PR #880, opened 2024-11-22
feat(plugin-eslint): add support for flat config and v9

### LINKED ISSUE #875: ESLint 9 (flat config) support for Code PushUp plugin
## User story

As a developer, I want to update to the latest ESLint version and use the new flat configs instead of the legacy format. Because `@code-pushup/eslint-plugin` only supports ESLint 8, I'm unable to do that if want to reuse my ESLint configuration for Code PushUp.

## Related issues

- https://github.com/code-pushup/eslint-config/issues/24

## Acceptance criteria

- [x] `@code-pushup/eslint-plugin` should support flat config format and ESLint 9+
════════
Working down from the line that contains "## User story", retype each line exactly through the last line of the data, and give nothing else.

## User story

As a developer, I want to update to the latest ESLint version and use the new flat configs instead of the legacy format. Because `@code-pushup/eslint-plugin` only supports ESLint 8, I'm unable to do that if want to reuse my ESLint configuration for Code PushUp.

## Related issues

- https://github.com/code-pushup/eslint-config/issues/24

## Acceptance criteria

- [x] `@code-pushup/eslint-plugin` should support flat config format and ESLint 9+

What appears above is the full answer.